AI Ethics Review Worksheet

With the global uptake in AI and the general understanding that the technology is pervasive, organisations can make space for the technology while acknowledging ethics, values, and human rights. In prioritizing these values and ethics, an organization can make an informed decision on the kind of approach they will take for the use of AI. This ethics review worksheet is intended as a form of guidance for organizations to reflect on as whole teams, before engaging with AI.  

  • Purpose and Justification: Start by asking if this AI system should exist. Reflect on who benefits the most, and who might be harmed, and in what ways.

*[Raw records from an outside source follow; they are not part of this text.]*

PR #4618, opened 2024-02-21
Updated chitchat to include a liveness predicate.

fulmicoton:
This guards us from attempting to build ClusterMember / Node when the critical Key Values have not been transmitted yet.

### DIFF
--- a/quickwit/quickwit-cluster/src/cluster.rs
+++ b/quickwit/quickwit-cluster/src/cluster.rs
@@ -134,9 +134,9 @@ impl Cluster {
             gossip_interval,
             marked_for_deletion_grace_period: MARKED_FOR_DELETION_GRACE_PERIOD,
             extra_liveness_predicate: Some(Box::new(|node_state: &NodeState| {
-                node_state.contains_key(GRPC_ADVERTISE_ADDR_KEY) &&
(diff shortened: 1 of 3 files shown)


quickwit/quickwit-cluster/src/cluster.rs
```diff
@@ -134,6 +134,11 @@ impl Cluster {
             failure_detector_config,
             gossip_interval,
             marked_for_deletion_grace_period: MARKED_FOR_DELETION_GRACE_PERIOD,
+            liveness_predicate: Some(Box::new(|node_state: &NodeState| {
+                node_state.contains_key(GRPC_ADVERTISE_ADDR_KEY) &&
+                node_state.contains_key(ENABLED_SERVICES_KEY) &&
+                node_state.get(READINESS_KEY) == Some(READINESS_VALUE_READY)
```
guilload, line 140:
```suggestion
                node_state.contains_key(ENABLED_SERVICES_KEY)
```
There's already some logic in place to distinguish ready/not ready live nodes. When a node is flapping between the two states, we output some logs that are useful for debugging. We just need the first two for correctness.

guilload (approved):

  • Stakeholder Mapping: Reflect on who the direct users may be, and who may bear the direct and indirect impacts of AI use. List out all those who might be missing from decision-making in relation to AI use.

  • Power Analysis: Interrogate who controls the system, and who has power to make decisions relating to the AI system. Reflect on who has no say in the process but bears the impact of AI use, and explore whether the AI system shifts power to or away from communities you engage with, and in what ways

  • Bias and Fairness: Start by exploring how fairness is defined, and who gets to shape that definition. Then, ask what biases may exist in the data, how they are being mitigated and how sufficient these measures are.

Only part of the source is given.